Abstract
Chitosan (CS) nanocomposite mesoporous membranes were fabricated by mixing CS with graphene (G) and fullerene (F) nanofillers, and the diffusion properties through CS membranes were studied. In addition, in order to enhance the binding between the internal CS chains, physical cross-linking of CS by sodium tripolyphosphate (TPP) was carried out. F and G with different weight percentages (0.1, 0.5, and 1 wt.%) were added on physically cross-linked chitosan (CLCS) and non-cross-linked chitosan (NCLCS) membranes by wet mixing. Permeability and diffusion time of CLCS and NCLCS membranes at different temperatures were investigated.

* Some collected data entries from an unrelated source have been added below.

PR #2883, opened 2026-04-28
Support string column paths in filters

samuelhwilliams:
When setting `column_filters` on a model, you can write dot-notated paths like 'author.account.email' to traverse relationships and reach a leaf attribute.

But when instantiating Filter classes you can't do this and need to pass a Column/InstrumentedAttribute directly. This makes it hard to traverse deeper relationships when using Filters vs using flask-admin's string resolution.

This patch makes it possible to pass string paths to Filters and handles resolving all of the required joins in the same way as passing raw strings to `column_filters`.

This change is backwards compatible.


ElLorans (approved):

flask_admin/contrib/sqla/filters.py
```diff
@@ -18,11 +19,27 @@
...
+                FilterEqual(column=Post.title, name="Title"),
+                # Or use a dotted path resolved against the view's model:
+                FilterLike(column="author.account.email", name="Author Email"),
+            ]
     """
 
     def __init__(
         self,
-        column: T_SQLALCHEMY_COLUMN | T_INSTRUMENTED_ATTRIBUTE,
+        column: T_SQLALCHEMY_COLUMN | T_INSTRUMENTED_ATTRIBUTE | str,
```
ElLorans:
```suggestion
        column: T_COLUMN,
```

flask_admin/contrib/sqla/filters.py
```diff
@@ -383,14 +468,25 @@ def clean(self, value: t.Any) -> t.Any:
 class EnumFilterNotEqual(FilterNotEqual):
     def __init__(
         self,
-        column: T_SQLALCHEMY_COLUMN,
+        column: t.Union[T_SQLALCHEMY_COLUMN, str],
```
ElLorans:
```suggestion
        column: T_COLUMN,
```

flask_admin/contrib/sqla/filters.py
```diff
@@ -400,26 +496,48 @@ def clean(self, value: t.Any) -> t.Any:
 class EnumFilterEmpty(FilterEmpty):
     def __init__(
         self,
-        column: T_SQLALCHEMY_COLUMN,
+        column: t.Union[T_SQLALCHEMY_COLUMN, str],
```
ElLorans:
```suggestion
        column: T_COLUMN,
```

flask_admin/contrib/sqla/filters.py
```diff
@@ -400,26 +496,48 @@ def clean(self, value: t.Any) -> t.Any:
...
+                    "_on_column_resolved called before column was resolved."
+                )
+            self.enum_class = self.column.type.enum_class  # type: ignore[union-attr]
+
 
 class EnumFilterInList(FilterInList):
     def __init__(
         self,
-        column: T_SQLALCHEMY_COLUMN,
+        column: t.Union[T_SQLALCHEMY_COLUMN, str],
```
ElLorans:
```suggestion
        column: T_COLUMN,
```

flask_admin/contrib/sqla/filters.py
```diff
@@ -433,14 +551,25 @@ def clean(self, value: t.Any) -> t.Any:
 class EnumFilterNotInList(FilterNotInList):
     def __init__(
         self,
-        column: T_SQLALCHEMY_COLUMN,
+        column: t.Union[T_SQLALCHEMY_COLUMN, str],
```
ElLorans:
```suggestion
        column: T_COLUMN,
```

ElLorans:
Was not expecting this to be so complex.

Thanks also for already updating the changelog.

I think we need to rename the type hints though, since I keep getting confused between T_COLUMN and its many different variations. I suggested to always use that one rather than `Union[T_SQLALCHEMY_COLUMN, str]`, but the PR can also be merged as is.

ElLorans:
LGTM, happy to merge myself

samuelhwilliams:
Thanks for the review! I just want to test a few more things on this - possibly I was over-eager on marking as ready for review (sorry).

Not expecting any fundamental changes but maybe tweaking an example app to actually dig deep through some nesting.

The results revealed that the pore size of all fabricated CS membranes is in the mesoporous range (i.e., 2–50 nm). Moreover, the addition of G and F nanofillers to CLCS and NCLCS solutions aided in controlling the CS membranes’ pore size and was found to enhance the barrier effect of the CS membranes either by blocking the internal pores or decreasing the pore size. These results illustrate the significant possibility of controlling the pore size of CS membranes by cross-linking and more importantly the careful selection of nanofillers and their percentage within the CS membranes. Controlling the pore size of CS membranes is a fundamental factor in packaging applications and membrane technology.
Highlights
Particle pollution, known as particulate matter (PM), includes the very fine dust, soot, smoke, and droplets that are formed from chemical reactions and produced when fuels such as coal, wood, or oil are burned
US Environmental Protection Agency (EPA) scientists and other health experts are concerned about particle pollution because very small or “fine” particles can get deep into the lungs
The main challenge behind manufacturing these novel CS nanocomposites mesoporous membranes lies in controlling their pore size to achieve precise separation capabilities of pollutants in order to decrease the amount of pollution
Summary
Known as particulate matter (PM), includes the very fine dust, soot, smoke, and droplets that are formed from chemical reactions and produced when fuels such as coal, wood, or oil are burned. LDPE membranes on the other hand, were reported to have pore sizes in the range of 40– 70 nm with a yield tensile strength of 65 MPa [6]. Fullerenes form a wide variety of donor-acceptor complexes with different classes of organic donors These complexes show a wide range of mechanical and physical properties that have tremendous potential as building blocks for new nanocomposite materials [19]. Polymer nanocomposites (PNC) membranes are the future for the global packaging industry This is due to the presence of nanofillers in the polymer matrix materials which improve the packaging properties of the polymer nanocomposite membranes such as flexibility, gas barrier, temperature/moisture stability, thermal stability, recyclability, dimensional stability, heat resistance, and optical clarity. Improved barrier properties from nanofillers would be expected from the increased lengths of diffusion paths [20]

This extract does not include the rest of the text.